The city of Santa Rosa, CA provides an interesting example. One can see from inspection the sudden spike in permits issued in 2013, but it can also be detected automatically using Outlier Detection algorithms. This algorithm works by setting all non-outliers to zero and leaving outliers unchanged, where an outlier is defined as any data point that falls more than two standard deviations from the mean of the series. We don’t have an explanation for this particular outlier, it may just be chance or a change in reporting, but does indicate that it may be worth looking into more carefully.
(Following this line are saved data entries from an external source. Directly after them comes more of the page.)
PR #111, opened 2018-04-09
added SlovenianUpnQr payload generator, manual QR version and ECI mode

ahotko:
This PR implements the following **features**:

* [ ] Added ECI Mode Support (partial)
* [ ] Added possibility of Manual QR Code Version
* [ ] Added Slovenian UPN-QR Code standard Payload Generator (SlovenianUpnQr)

### DIFF
--- a/QRCoder/PayloadGenerator.cs
+++ b/QRCoder/PayloadGenerator.cs
@@ -584,7 +584,7 @@ namespace QRCoder
                 return $"bitcoin:{address}{query}";
             }
         }
-        
+
         public class SwissQrCode
         {
             //Keep in mind, that the ECC level has to be set to "M" when generating a SwissQrCode!
@@ -615,7 +615,7 @@ namespace QRCoder
             public SwissQrCode(Iban iban, Currency currency, Contact creditor, Reference reference, Contact debitor = null, decimal? amount = null, DateTime? requestedDateOfPayment = null, Contact ultimateCreditor = null, string alternativeProcedure1 = null, string alternativeProcedure2 = null)
             {
                 this.iban = iban;
-                
+
                 this.creditor = creditor;
                 this.ultimateCreditor = ultimateCreditor;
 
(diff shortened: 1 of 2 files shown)


codebude:
Hi @ahotko ,

thanks for your effort. Please give me a day or two to review the code and think about it. (I want to think about all possible side effects and conflicts. But from a first view, I think I'll merge it. 👍 )

Another question: Would you mind, to deliver a text for the wiki, which explains the SlovenianQRCode? Similiar to the SwissQrCode part over here: https://github.com/codebude/QRCoder/wiki/Advanced-usage---Payload-generators

ahotko:
Hei,

I tried to change the code as little as possible so the functionality SHOULD be compatible or the same.

SlovenianUpnQr generates string according to Slovenian UPN QR standard (UPN is acronym for "Univerzalni placilni nalog" or in english "Universal payment order"). Requirements are in https://www.upn-qr.si/uploads/files/NavodilaZaProgramerjeUPNQR.pdf document, but it is in Slovene. It has some special requirements though, which have to be met to get approval for printing QR code in UPN forms. Theses requiremenst are:
- QR Version must be 15
- ECC must be M
- Byte mode
- ECI set to 4 (ISO8859-2)
- and of course specially formatted string

Attached if text for Wiki.

[SlovenianUpnQr-md.txt](https://github.com/codebude/QRCoder/files/1894645/SlovenianUpnQr-md.txt)

codebude:
Hi @ahotko ,

at first thanks for providing the documentation.md!  As promised I had a look over the code. Before merging I have  one or two questions:

- You added a method *PlainTextToBinaryECI*, but I can't see that it is used anywhere? Did I miss the part, where it is used or can it be removed from the source again?
- In the *PlainTextToBinary*-method you added a case-switch for EncodingMode.ECI, but added no return value (see here: https://github.com/codebude/QRCoder/pull/111/files?diff=split#diff-9e6c145bebc51d16883ade6f68b714dfR908 ). How does this work? Wouldn't this empty the payload?

Besides this two questions I'm fine with your changes. Could you help to erase my question marks?

ahotko:
Hei,

- _PlainTextToBinaryECI_  was ment to be for ECI Encoding, but as ECI is only for character encoding, mode doesn't matter (even better if it's byte mode), so I forgot to delete the method

- in case of empty _PlainTextToBinary_ case statement: _PlainTextToBinaryECI_ shoul be used here, but I have removed it, as it is not used; case can be empty as it defaults to default (as it did before) - you can remove it or leave it, does not matter as EncodingMode.ECI is never assigned (maybe future use?)

Kind regards,
Ales

codebude:
Ok,  the evrything is clear. Thanks for your support.  :+1:

codebude:
Hi @ahotko I just released [version 1.3.3 on Nuget](https://www.nuget.org/packages/QRCoder/). So your payload generator is part of the official Nuget package now.

ahotko:
Hei @codebude - thanks for info and merge! Have a great day!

At this point it would be nice to tell you about our shiny crystal ball that can predict the future (and return it via an API call). Unfortunately, we’re not there quite yet, but we CAN help you see what observed trends will look like extrapolated into the future. Specifically, the Forecast algorithm takes your time series and projects observed linear and seasonal trends out a given number of time steps into the future. It does this by calculating, for each future point, its value according to extrapolation of the detected linear trend, then adding to that the differential corresponding to the contribution of each seasonal component to that point. In the demo, Forecast is set to predict using data from the 3 strongest seasonal components.
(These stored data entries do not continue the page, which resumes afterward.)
PR #125, opened 2018-05-24
CreateAntilogTable doing unnecessary Pow calculations

SteveGTR:
This change doesn't modify the galoisField values as the previous version worked just fine in regard to the data generated. It was just doing an unnecessary Pow() calculation that was meaningless after the value of "i" was greater than 7.

* [ ] Bug 1
* [ ] Bug 2
* [ ] Feature 1
* [ ] Feature 2
* [ ] Breaking changes

**Test plan**

**Closing issues**

Fixes #


codebude:
Hi @SteveGTR ,

that's a valid point. I'll merge your changes.

PR #715, opened 2017-08-07
remove requirement to obtain token before sending request

tuxpiper:
- the client no longer eagerly obtains a token for interacting with the API. As per ushahidi/platform#1982 , several endpoints are available now to receive GET operations without requiring access token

Judging from the results of the Forecast algorithm, we expect a steady increase in construction activity for Edmonton, as well as Los Angeles, Boston, and New York. Santa Rosa looks to maintain the status quo, and Forth Worth looks to have a slight downward trend.
The takeaway from this example is not the individual pieces - most of these techniques are available a number of places. The secret here is that it is simple, composable, and fully automated. Once one person writes a data connector in Algorithmia (which is likely to happen for interesting public data, like that provided by Socrata), you don’t have to burn precious time writing and working kinks out of your own. On the other hand, if something existing gets done better, the compositional nature of Algorithmia will allow you to swap out pieces of a pipeline seamlessly. When someone comes up with a better outlier detector, then upgrading a pipeline like the one above can be literally just a few keystrokes away.
Finally, the analyses we’ve shown here are based on live data, changing all the time as new data flows in from Socrata’s pipeline to each individual city’s building permit system; Algorithmia offers an easy way to deploy and host that live analysis so the underlying data and interpretation are always up to date.